So you are going with the race card without actually backing it up?

He fought JMM 2 divisions up and did not honor the weight limit he dictated.
One of the biggest wins for Ward is Dawson.
There is a thread about GGG being boring can't attract for shit right now.
Froch is being called a duck because of Groves.

Mayweather gets criticized because he like to play the "Money" persona. So lets stop defending Floyd. He is a grown man and he knows what he is doing regarding match-ups. He is the best at it in boxing.


----------



## Mal (Aug 25, 2013)

Concrete said:


> This is like the 5th post in a row of you not saying anything, but acting like you are arguing a point.


Again, what point do you think I am arguing here?

Not trying to be difficult, but what you are replying to me with, doesn't mean much in regards to what I've said. And that's this, GGG vs. Fmjr isn't some fight that's outright ridiculous to consider. But you and anyone else who just does NOT want to even see it mentioned bring up all these other instances that don't carry any real consistency.

So please, can you tell me what you think I am trying to argue?
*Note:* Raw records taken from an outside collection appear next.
PR #184, opened 2020-01-16
Uses Iri as NamedNode value and allow individual article retrieval

nlisgo:
This is a followup to: https://github.com/libero/article-store/pull/181

It uses an Iri as the NamedNode value and allwos the retrieval of an individual article.


giorgiosironi:
Screenshot_2020-01-16 Uses Iri as NamedNode value and allow individual article retrieval by nlisgo · Pull Request #184 · li

If someone edits the description of an issue you have created, your spirit will be evoked.

giorgiosironi:
Now that merge of https://github.com/libero/article-store/pull/181 is possible, should be rebased to remove the changes that are already in.

src/routes/article.ts
```diff
@@ -0,0 +1,31 @@
...
+      const graph = clownface({
+        dataset: response.dataset,
+        term: articleNamedNode,
+      });
+      try {
+        await articles.get(articleNamedNode).then((article) => {
+          addAll(graph.dataset, article);
+        });
+      } catch (error) {
+        throw new createHttpError.NotFound(error.message);
```
thewilkybarkid: The `try`/`catch` block shouldn't wrap other code (only the `get`), and it should check for the error type (`ArticleNotFound`).  At the moment _any_ error, including those from Clownface are turned into `NotFound`.

src/router.ts
```diff
@@ -13,6 +14,8 @@ export default (): Router<AppState, AppServiceContext> => {
   router.get(Routes.ArticleList, '/articles', articleList());
   router.post(Routes.AddArticle, '/articles', addArticle());
   router.get(Routes.EntryPoint, '/', entryPoint());
+  router.get(Routes.Article, '/articles/:id', article());
```
thewilkybarkid, line 16: We can't use the router for individual articles, as the values are persistent (the 'route' could change, but the existing values won't).

test/context.ts
```diff
@@ -39,6 +40,7 @@ export default ({
   method,
   path,
   router = dummyRouter,
+  url,
```
thewilkybarkid: Looks like it's the same as `path`?

src/routes/article.ts
```diff
@@ -0,0 +1,42 @@
...
+import { namedNode } from '../data-factory';
+import ArticleNotFound from '../errors/article-not-found';
+import { DatasetContext } from '../middleware/dataset';
+
+export default (articles: Articles): Middleware<DefaultStateExtends, DatasetContext> => (
+  async ({ request, response }: DatasetContext, next: Next): Promise<void> => {
+    try {
+      await next();
+    } catch (error) {
+      if (error instanceof createHttpError.NotFound) {
```
thewilkybarkid: Should be able to return early from both a successful `next()` and an error that isn't a `NotFound`.

src/routes/article.ts
```diff
@@ -0,0 +1,42 @@
...
+            throw new createHttpError.NotFound(getError.message);
+          }
+
+          throw getError;
+        }
+        const graph = clownface({
+          dataset: response.dataset,
+          term: articleNamedNode,
+        });
+        addAll(graph.dataset, article);
```
thewilkybarkid: `response.dataset = article`?

src/app.ts
```diff
@@ -48,6 +49,7 @@ export default (
   }));
   app.use(apiDocumentationLink(apiDocumentationPath));
   app.use(errorHandler());
+  app.use(article(articles));
```
thewilkybarkid: Did this not work as a router middleware in the end?

thewilkybarkid: Just experimented and it looks like router middleware aren't called if the route isn't found. Which makes sense.

thewilkybarkid: Just seen https://github.com/koajs/router/issues/44.

src/routes/article.ts
```diff
@@ -0,0 +1,42 @@
...
+  DefaultStateExtends, Middleware, Next,
+} from 'koa';
+import url from 'url';
+import Articles from '../articles';
+import { namedNode } from '../data-factory';
+import ArticleNotFound from '../errors/article-not-found';
+import { DatasetContext } from '../middleware/dataset';
+
+export default (articles: Articles): Middleware<DefaultStateExtends, DatasetContext> => (
+  async ({ request, response }: DatasetContext, next: Next): Promise<void> => {
```
thewilkybarkid: (Assuming this doesn't become a router middleware) Use `AppState` and `AppServiceContext`, and so `articles` from the context.

test/routes/article.test.ts
```diff
@@ -0,0 +1,83 @@
...
+import InMemoryArticles from '../../src/adaptors/in-memory-articles';
+import Articles from '../../src/articles';
+import article from '../../src/routes/article';
+import createContext from '../context';
+import createArticle from '../create-article';
+import runMiddleware, { NextMiddleware } from '../middleware';
+import { WithDataset } from '../../src/middleware/dataset';
+import ArticleNotFound from '../../src/errors/article-not-found';
+
+const inMemoryArticles = new InMemoryArticles();
```
thewilkybarkid: This will be shared between test cases, so could lead to unexpected results. Each test should have its own.

test/routes/article.test.ts
```diff
@@ -0,0 +1,83 @@
...
+      count: jest.fn(),
+      [Symbol.asyncIterator]: jest.fn(),
+    };
+
+    const next = jest.fn();
+    await makeRequest('path-to/article/one', mockArticles, next);
+    expect(mockArticles.get).toHaveBeenCalledTimes(0);
+    await expect(makeRequest('path-to/article/one', mockArticles)).rejects.toBeInstanceOf(createHttpError.NotFound);
+    expect(mockArticles.get).toHaveBeenCalledTimes(1);
+    expect(mockArticles.get).toHaveBeenCalledWith(namedNode('http://example.com/path-to/article/one'));
```
thewilkybarkid: These are two different test cases.

test/routes/article.test.ts
```diff
@@ -0,0 +1,83 @@
...
+  });
+
+  it('should throw an error if article is not found', async (): Promise<void> => {
+    const response = makeRequest('path-to/article/not-found');
+
+    await expect(response).rejects.toBeInstanceOf(createHttpError.NotFound);
+    await expect(response).rejects.toHaveProperty('message', 'Article http://example.com/path-to/article/not-found could not be found');
```
thewilkybarkid: Better to use `.toHaveProperty('id', id)`, since a wording change inside the error constructor would break this.

src/routes/article.ts
thewilkybarkid: Think might be able to pass this as a 'not found' handler to the routing middleware, so this middleware itself doesn't have to handle it.

nlisgo: > Think might be able to pass this as a 'not found' handler to the routing middleware, so this middleware itself doesn't have to handle it.

Isn't the routing middleware run before the get article request is handled. How will the 'not found' handler be passed to the routing middleware unless we amend that workflow?

src/routes/article.ts
nlisgo: We have the issue of `Dependency cycle detected.`

nlisgo: We would need `AppContext` to access `path` from the context.

test/context.ts
```diff
@@ -22,6 +22,7 @@ type Options = {
   method?: string;
   path?: string;
   router?: Router;
+  url?: string;
```
thewilkybarkid:
```suggestion
```

src/routes/article.ts
```diff
@@ -0,0 +1,35 @@
...
+import { OK } from 'http-status-codes';
+import {
+  DefaultStateExtends, Middleware, Next,
+} from 'koa';
+import url from 'url';
+import { AppContext } from '../app';
+import { namedNode } from '../data-factory';
+import ArticleNotFound from '../errors/article-not-found';
+
+export default (): Middleware<DefaultStateExtends, AppContext> => (
```
thewilkybarkid: `AppMiddleware`

src/routes/article.ts
```diff
@@ -0,0 +1,35 @@
...
+    path, articles, request, response,
+  }: AppContext, next: Next): Promise<void> => {
+    try {
+      await next();
+    } catch (error) {
+      if (!(error instanceof createHttpError.NotFound)) {
+        throw error;
+      }
+
+      try {
```
thewilkybarkid: If you add a `return` in the end of the `try` and close the `catch` straight after the `if` statement, we can avoid nesting `try` blocks.

src/routes/article.ts
nlisgo: Happy to do this but we're still left with the `Dependency cycle detected` lint error.

thewilkybarkid:
I've pushed https://github.com/libero/article-store/pull/184/commits/0d43a9a3266b180f31fc88f16e17f8d4c267191c which does contradict https://github.com/libero/article-store/pull/184#discussion_r368580520. There's complexity in the article 'route' having to know whether to lookup or not (could be extracted though), and the dependency cycle (https://github.com/libero/article-store/pull/184#discussion_r370007860; again could be solved by extracting).

Not 100% happy with this, means having to add another route if the format is ever changed. Will continue to think.

nlisgo:
> Not 100% happy with this, means having to add another route if the format is ever changed. Will continue to think.

Happy to kick this problem down the road. We don't need to solve it now.

thewilkybarkid:
Think this is all good now, just need to resolve/bypass the Hypertest problem.

thewilkybarkid:
https://github.com/hypermedia-app/hydra-validator/pull/57 should fix Hypertest.

thewilkybarkid (approved):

Because there isn't any argument at all anyway. Thank you.


----------



## Mal (Aug 25, 2013)

SouthPaw said:


> Fans would kill Mayweather for trying to fight a guy like Mikey Garcia, and GGG is getting a pass for fighting fringe contenders are gatekeepers while as an established world champion. It is based in race, it's just no one wants to admit it.
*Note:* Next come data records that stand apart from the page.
PR #194, opened 2020-01-21
Simplify creating HTTP errors

thewilkybarkid:
Contrary to its documentation, the `http-errors` module doesn't create a new error if it is already an HTTP error, so we don't need to check its type locally.


giorgiosironi:
I'd like to try to write a characterization test given it's an undocumented behavior if this is not urgent - more for my learning than for likelihood of future breakages which is minimal.

thewilkybarkid:
More meant that it doesn't replicate the same error, rather than being something that unexpected.

nlisgo (approved):
@thewilkybarkid is there a related open issue on the `http-errors` project. At least to address the documentation?

thewilkybarkid:
Commented at https://github.com/jshttp/http-errors/pull/37#issuecomment-576664583.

I'm sure you held this same sentiment when FMjr fought JMM, right? This shit is not about race man. Just get off that high horse already. Another FMjr defender playing the race card....good grief.


----------



## Mal (Aug 25, 2013)

SouthPaw said:


> GGG wants to fight welterweights and is getting a pass for it. Racist boxing fans at it again :rofl


That WW is considered the lineal champ at JrMW, just 6 south of GGG's division, and where he said he'd go when asked about a fight w/ FMjr. It's guys like you who begin this race stuff that have the real problem with race.


----------



## turbotime (May 12, 2013)

Mal said:


> That WW is considered the lineal champ at JrMW, just 6 south of GGG's division, and where he said he'd go when asked about a fight w/ FMjr. It's guys like you who begin this race stuff that have the real problem with race.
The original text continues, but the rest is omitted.